Firms that did not invest in the period between January 2009 and June 2012, as identified by VCCEdge, include global firms Och-Ziff Capital Management Group Llc, Avenue Capital Group, PineBridge Capital, Blue Ridge Capital Llc and Rutley Capital Partners Llp. Domestic funds include Unitech International Real Estate Fund, CapitaRetail India Development Fund, Urban Infrastructure Opportunities Fund and Crossover Trusts.
According to a Unitech spokesperson, they shelved the fund-raising plans after Unitech decided not to go ahead with its Mumbai development plans. Unitech had raised a small capital but returned it to individual investors once the fund raising plans were shelved, he said.
Experts say while there are various reasons for funds to become inactive in a particular geography, it does indicate a lack of confidence in that market. An investment fund can become inactive as it could be in a fund-raising mode but could not get a closure. Equally, there are instances where a fund manager has been able to get a successful first closure and then made a few investments, but was unable to go beyond that stage. A third scenario includes LPs requesting GPs to be more cautious with new investments.
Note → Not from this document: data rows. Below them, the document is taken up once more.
PR #395, opened 2023-03-24
introduce base class for time integrator constants

nfehn:
as a (potenial) prerequisite for PR #261

### DIFF
--- a/include/exadg/time_integration/time_integration_constants_base.h
+++ b/include/exadg/time_integration/time_integration_constants_base.h
@@ -1,0 +1,90 @@
+/*
+ * time_integration_constants_base.h
+ *
+ *  Created on: Mar 24, 2023
+ *      Author: fehn
+ */
+
+#ifndef INCLUDE_EXADG_TIME_INTEGRATION_TIME_INTEGRATION_CONSTANTS_BASE_H_
+#define INCLUDE_EXADG_TIME_INTEGRATION_TIME_INTEGRATION_CONSTANTS_BASE_H_
+
+
+namespace ExaDG
+{
+class TimeIntegratorConstantsBase
+{
+public:
+  TimeIntegratorConstantsBase(unsigned int const order_time_integrator,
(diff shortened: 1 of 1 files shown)


include/exadg/time_integration/time_integration_constants_base.h
```diff
@@ -0,0 +1,113 @@
...
+
+  /*
+   *  This function prints the time integrator constants
+   */
+  virtual void
+  print(dealii::ConditionalOStream & pcout) const = 0;
+
+protected:
+  // order of time integrator
+  unsigned int const order;
```
jh66637, line 90: This can be private. We already have a getter.

jh66637:
I am fine with this. 

A different way to avoid all of the virtual functions etc. would be to have a free (templated) function ```update_time_integrator_constants(BDF, current_order, time_steps)```  that works on the coefficient classes. 

It's ok for me If you want to stick with inheritance here.

include/exadg/time_integration/time_integration_constants_base.h
nfehn: Yes. The problem is that the previous implementation did not make use of this getter. If we change it now, it will imply more changes also in #261. Principally, I am open to changing it here or separately.

nfehn:
For templated functions, the required interface is in my opinion not well-documented and somewhat more implicit.

jh66637:
What I like about it is the loose coupling, but I am also fine with the inheritance :)

include/exadg/time_integration/time_integration_constants_base.h
jh66637: If we merge this first...
If you persist on this, I have to change https://github.com/exadg/exadg/pull/261 again anyway.

nfehn: It is not about "persisting". You do not see a value in the present PR (and doing it now before adding more code duplications) that removes more lines of code than it adds new lines of code?

PR #397, opened 2023-03-28
Picard solver as alternative to Newton for iNS

richardschu:
Implemented a Picard solver as an alternative to Newton for the incompressible flow problems, since it might be interesting to do only a fixed *single* nonlinear iteration in time-dependent (not quasi-static) problems. Within a Picard solver, this is a sensible linearization in time, whereas for Newton, it still is a single nonlinear step (possibly equally valid). The Poiseuille flow application was used for testing and changes to it will be removed before merging. I tested L2 errors in the velocity and pressure, linear-, and nonlinear iteration counts for: PressureInflow/ParabolicInflow, always with symmetry boundary, Picard or Newton, 'BDFCoupledSolution' or 'BDFPressureCorrection',  'DivergenceFormulation' or 'ConvectiveFormulation' for the convective term.
-All 32 cases give comparable errors (~1e-10 or less), Newton needs less nonlinear iterations, the linear solver iteration counts sometimes slightly increase for Picard, but the convergence criteria are identical in both cases (and the systems are vastly different, so that might in fact not be too easy to compare)

The structure module uses the nonlinear solver as well, but the operators are not implemented (assertions placed). I think Picard does not make too much sense for structure problems, at least it is unusual.

The filename newton_solver.h/_data.h is kept for comparison and will be changed.

A lot of the changes are only due to default 'NonlinearSolver::SolverType::Newton' (which I did not want to hide) and renaming in all the modules.

I changed the tests in the Poiseuille flow application - in a follow-up PR, I will try to test *more* combinations. We should think about how we want to unit-test!

### DIFF
--- a/include/exadg/solvers_and_preconditioners/nonlinear_solvers/newton_solver.h
+++ b/include/exadg/solvers_and_preconditioners/nonlinear_solvers/newton_solver.h
@@ -110,7 +110,7 @@ public:
       double             omega         = 1.0; // damping factor (begin with 1)
       double             norm_r_damp   = 1.0; // norm of residual using temporary solution
       unsigned int       n_iter_damp   = 0;   // counts iteration of damping scheme
-      unsigned int const max_iter_damp = 10;   // max iterations of damping scheme
+      unsigned int const max_iter_damp = 10;  // max iterations of damping scheme
       double const       tau           = 0.5; // a parameter (has to be smaller than 1)
       do
       {


applications/incompressible_navier_stokes/poiseuille/input.json
```diff
@@ -7,16 +7,19 @@
     "SpatialResolution": {
         "DegreeMin": "2",
         "DegreeMax": "2",
-        "RefineSpaceMin": "0",
-        "RefineSpaceMax": "0"
+        "RefineSpaceMin": "1",
```
richardschu, line 10: Changes to the input.json here will be removed completely - just to show how I tested.

applications/incompressible_navier_stokes/vortex/application.h
```diff
@@ -366,7 +366,8 @@ class Application : public ApplicationBase<dim, Number>
     // momentum step
 
     // Newton solver
-    this->param.newton_solver_data_momentum = Newton::SolverData(100, 1.e-12, 1.e-6); // TODO
+    this->param.nonlinear_solver_data_momentum =
+      NonlinearSolver::SolverData(100, 1.e-12, 1.e-6, NonlinearSolver::SolverType::Newton); // TODO
```
richardschu, line 370: This is not my TODO ... I do not see, why not being able to converge to an extremely low tolerance for some cases is a problem?

applications/structure/bar/application.h
```diff
@@ -250,9 +251,9 @@ class Application : public ApplicationBase<dim, Number>
 
     this->param.update_preconditioner                  = true;
     this->param.update_preconditioner_every_time_steps = 1;
-    this->param.update_preconditioner_every_newton_iterations =
-      this->param.newton_solver_data.max_iter;
-    this->param.update_preconditioner_once_newton_converged = true;
+    this->param.update_preconditioner_every_nonlinear_iterations =
```
richardschu, line 254: I renamed also the nonlinear solver variables in the structure module - maybe someone wants to implement some other nonlinear solution strategies in the future?

include/exadg/incompressible_navier_stokes/spatial_discretization/operator_coupled.cpp
```diff
@@ -323,6 +328,45 @@ OperatorCoupled<dim, Number>::evaluate_nonlinear_residual(BlockVectorType &
   dst.block(1) *= -scaling_factor_continuity;
 }
 
+template<int dim, typename Number>
```
richardschu, line 331: This is very much similar to the rhs for the Stokes problem, which served as a basis here.

include/exadg/incompressible_navier_stokes/spatial_discretization/operator_coupled.h
```diff
@@ -73,6 +73,16 @@ class NonlinearOperatorCoupled
     pde_operator->evaluate_nonlinear_residual(dst, src, rhs_vector, time, scaling_factor_mass);
   }
 
+  /*
```
richardschu, line 76: this is the function added for the 'operator_coupled' and 'operator_pressure_correction' and for the structure module (empty/asserted in the latter case).

include/exadg/incompressible_navier_stokes/spatial_discretization/operator_pressure_correction.cpp
```diff
@@ -328,6 +330,34 @@ OperatorPressureCorrection<dim, Number>::evaluate_nonlinear_residual(
   dst.add(-1.0, *rhs_vector);
 }
 
+template<int dim, typename Number>
```
richardschu, line 333: rhs for Picard in the pressure correction scheme, similar to Stokes rhs once again.

include/exadg/incompressible_navier_stokes/spatial_discretization/operator_pressure_correction.cpp
```diff
@@ -328,6 +330,34 @@ OperatorPressureCorrection<dim, Number>::evaluate_nonlinear_residual(
...
+
+  if(this->param.convective_problem())
+  {
+    this->convective_operator.set_time(time);
+    this->convective_operator.rhs_add(dst);
+  }
+
+  // constant right-hand side vector (body force vector, sum_alphai_ui term and extrapolated
+  // pressure gradient)
+  //  dst.add(1.0, *rhs_vector);
```
richardschu, line 356: TODO: remove this line.

include/exadg/incompressible_navier_stokes/spatial_discretization/operators/convective_operator.cpp
```diff
@@ -92,22 +92,77 @@ template<int dim, typename Number>
...
+void
+ConvectiveOperator<dim, Number>::face_loop_empty(dealii::MatrixFree<dim, Number> const &,
+                                                 VectorType &,
+                                                 VectorType const &,
+                                                 Range const &) const
+{
+}
+
+template<int dim, typename Number>
+void
```
richardschu, line 137: maybe choose a different name here? Any ideas?

include/exadg/incompressible_navier_stokes/spatial_discretization/operators/convective_operator.h
```diff
@@ -745,51 +828,118 @@ class ConvectiveKernel
...
 
     if(boundary_type == BoundaryTypeU::Dirichlet || boundary_type == BoundaryTypeU::DirichletCached)
     {
-      if(data.type_dirichlet_bc == TypeDirichletBCs::Mirror)
+      if(operator_type == OperatorType::full || operator_type == OperatorType::inhomogeneous)
       {
-        delta_uP = -delta_uM;
+        dealii::Tensor<1, dim, dealii::VectorizedArray<Number>> g;
+
+        if(data.linearization_type == LinearizationType::Newton)
```
richardschu, line 888: I did not write 2 different functions just because of Picard/Newton, since they only differ in how they treat the boundary data g. Here, Newton uses g=0 (homogeneous operator), whereas Picard uses the actual g.

include/exadg/incompressible_navier_stokes/spatial_discretization/operators/convective_operator.h
```diff
@@ -745,51 +828,118 @@ class ConvectiveKernel
...
+          {
+            AssertThrow(false, dealii::ExcMessage("Not implemented."));
+          }
+        }
+        else
+        {
+          AssertThrow(false, dealii::ExcMessage("Linearization type not implemented."));
+        }
+
+        if(data.type_dirichlet_bc == TypeDirichletBCs::Mirror)
```
richardschu, line 919: Note how the Newton implementation is recovered with g=0.

include/exadg/solvers_and_preconditioners/nonlinear_solvers/newton_solver.h
```diff
@@ -50,45 +50,63 @@ class Solver
...
   {
-    unsigned int newton_iterations = 0, linear_iterations = 0;
+    unsigned int nonlinear_iterations = 0, linear_iterations = 0;
 
-    VectorType residual, increment, temporary;
-    residual.reinit(solution);
-    increment.reinit(solution);
-    temporary.reinit(solution);
+    VectorType residual_rhs, nonlinear_solver_output, temporary_solution;
+    residual_rhs.reinit(solution);
```
richardschu, line 59: holds residual/rhs. I did not want to introduce yet another vector.

include/exadg/solvers_and_preconditioners/nonlinear_solvers/newton_solver.h
```diff
@@ -114,22 +145,24 @@ class Solver
...
       linear_iterations += n_iter_linear;
     }
 
     AssertThrow(norm_r <= this->solver_data.abs_tol || norm_r / norm_r_0 <= solver_data.rel_tol,
                 dealii::ExcMessage(
-                  "Newton solver failed to solve nonlinear problem to given tolerance. "
-                  "Maximum number of iterations exceeded!"));
+                  "Nonlinear solver failed to solve nonlinear problem to given tolerance. "
+                  "Maximum number of iterations (" +
+                  std::to_string(solver_data.max_iter) + ") exceeded!"));
```
richardschu, line 165: If we want to use linearized solvers, we have to give the nonlinear solvers additional parameters: 'enable_damping' (and more parameters potentially, these are hard-coded above), and some switch to activate the Assertion here, such that doing 5 nonlinear iters is ok, no matter the reduction in the residual.

include/exadg/structure/spatial_discretization/operator.cpp
```diff
@@ -304,6 +304,21 @@ Operator<dim, Number>::setup_operators()
   operator_data.material_descriptor = material_descriptor;
   operator_data.unsteady            = (param.problem_type == ProblemType::Unsteady);
   operator_data.density             = param.density;
+
```
richardschu, line 307: The structure module has no Picard yet. The nonlinear solver requires the according data structure and the rhs for Picard nonetheless. Both are asserted for 'NonlinearSolver::SolverType::Picard'.

include/exadg/structure/spatial_discretization/operator.h
```diff
@@ -91,6 +91,17 @@ class ResidualOperator
...
+  /*
+   * The implementation of the nonlinear (Picard) solver requires a function called
+   * 'rhs_picard_linearized_problem'.
+   */
+  void
+  evaluate_rhs_picard(VectorType & /*dst*/)
+  {
+    AssertThrow(
+      false, dealii::ExcMessage("Nonlinear Picard solver not implemented for structure module."));
+  }
```
richardschu, line 103: Picard for elasticity might be useless.

applications/incompressible_navier_stokes/poiseuille/application.h
```diff
@@ -264,12 +284,12 @@ class Application : public ApplicationBase<dim, Number>
 
     // pressure Poisson equation
     this->param.solver_pressure_poisson         = SolverPressurePoisson::CG;
-    this->param.solver_data_pressure_poisson    = SolverData(1000, 1.e-20, 1.e-6, 100);
+    this->param.solver_data_pressure_poisson    = SolverData(1000, 1.e-12, 1.e-4, 100);
```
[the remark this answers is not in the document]
nfehn: why didn't you increase the maximum number of iterations instead?

include/exadg/solvers_and_preconditioners/nonlinear_solvers/newton_solver.h
```diff
@@ -50,45 +50,63 @@ class Solver
...
+
+        // overwrite residual with right-hand side for Newton solver
+        // multiply by -1.0 since the linearized problem is
+        // "linear_operator * increment = - residual"
+        residual_rhs *= -1.0;
+      }
+      else if(solver_data.nonlinear_solver_type == SolverType::Picard)
+      {
+        // last solution as initial guess for Picard solver
+        nonlinear_solver_output = solution;
```
nfehn, line 86: I am not convinced that this "if-else-logic" is how we should implement a Picard solver. Generally, one should be able to introduce a Picard solver without touching every application. The current realization does not seem to be modular in this regard.

nfehn:
I understand the description of this PR as introducing a new numerical method whose benefit has not been demonstrated so far? Is the idea to have this type of solver in a kind of "experimental mode" in ExaDG? Against this background, touching 70 files is immense and I wonder whether this is the way to go. For the future, it would be better to first discuss and agree on a basic design/realization of a Picard solver (touching only a single file) before making changes with 1500 new lines of code in 70 files.

include/exadg/structure/user_interface/enum_types.h
```diff
@@ -131,6 +131,19 @@ enum class Preconditioner
...
 
+/*
+ *  Nonlinear solver
+ */
+
+enum class LinearizationType
+{
+  Undefined,
+  Newton
+};
```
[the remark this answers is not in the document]
richardschu: We might either i) use the Undefined as default, or ii) someone wants to define a new nonlinear solver. Not the way to go?

include/exadg/solvers_and_preconditioners/nonlinear_solvers/newton_solver.h
nfehn: If am of a different opinion, because making changes will become more and more difficult. The present solution is in my opinion a quick solution but not a clean design.

richardschu: So we should/could cook up a design for nonlinear solvers in general in base/derived classes. From my perspective, I can only think of solvers similar to Newton & Picard, since I am not familiar with other methods. I assume that other methods might even need other functionality than what we have in, say,  'convective_operator.h/.cpp'. I can generalize the nonlinear solver, but still targeting Newton or Picard.

nfehn:
Let me explain from a different perspective why the current design is problematic: 
- Because of the call `nonlinear_operator.evaluate_rhs_picard(residual_rhs);`, every nonlinear operator has to implement  now a function `evaluate_rhs_picard()`, even though some module might never want to use Picard! 
- Since you plug the nonlinear solver type into the `SolverData`, every high-level module using any type of nonlinear solver now  depends on this parameter, even though a certain module might never want to use Picard! 
- the circumstance that you renamed variables in the Newton solver indicates that combining the two cases in a single implementation in the current form is not intuitive and hinders understanding of the code.

In my opinion, this is not a **modular** design, because introducing a new feature for one module implies making changes to all other modules, even though they might never want to use this feature. It is not in line with the design that we want to follow in ExaDG in my opinion. In this respect, I would argue that we want to follow the library idea of deal.II also in ExaDG. Take as an example the implementation (or wrappers) for linear solvers. According to your design, implementing a new linear solver for non-symmetric problems would imply making changes to the Poisson problem with symmetric positive definite linear operator!? (Note that "making changes" could also mean "recompiling the code", since the nonlinear solver type parameter is included in the nonlinear solver implementation, which is then included by all modules).

If I remember correctly, this topic is also discussed under the name "dependency inversion principle" in software design ("high-level modules should depend on abstractions", abstraction meaning something like "interface", e.g. realized via a base class with inheritance and dynamic polymorphism). I do not want to imply that inheritance is the only option. The important aspect - according to my understanding - is to realize the very general goal in software development of minimizing dependencies. So far, I only thought of Newton as a nonlinear solver. So the argument that we need to do the changes only once and for all and never touch it in the future is not convincing in my opinion. By such an argument actually, other project copied the Newton solver implementation from ExaDG, arguing that a Newton solver is written once and then never changed. (For clarity, I would not change Newton because of a new Picard implementation, but my point is that there are multiple possibilities to extend the implementation of an existing Newton solver itself. So my point is one should probably avoid to argue with "never" in software development ... In most cases when I had taken this perspective in the past, I have proved myself wrong in this regard.) 

I hope these explanations help, but we can of course also discuss this topic in person.

richardschu:
Hi Niklas,
thank you for your time and effort checking out the PR. I see the points you are making, sounds reasonable and I even experienced that when I had to implement a `evaluate_rhs_picard` in the structure solver. The current state of the PR is pure *functionality*, so that we have a common starting ground and I could get familiar with that part of the code.
I will try to come up with a better design and keep you posted!

PR #402, opened 2023-04-13
Use as_dof_handler_iterator only for deal.II 9.5

peterrum:
as reported in https://groups.google.com/g/dealii/c/7zzMV86oB38


peterrum:
... `MatrixFree::get_affine_constraints()` is also missing...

“Inactivity has to have a reason. It could indicate a lack of confidence or it could also mean LPs themselves don’t have capital. It could even indicate that LPs are short on making good on their commitments,” said Avinash Gupta, senior director and leader, financial advisory, Deloitte Touche Tohmatsu Ltd in India.
According to Gupta, there will be activity from those who invest from global or regional fund. “It’s ambitious to expect new funds to enter Indian markets right now,” Gupta said.
Meanwhile, deal-makers say India’s long-term outlook remains positive. “Investors are seeing value in the long term. Right now, sentiments are not positive but India is a great opportunity in the long term,” said Harish H.V., partner, India leadership team, Grant Thornton.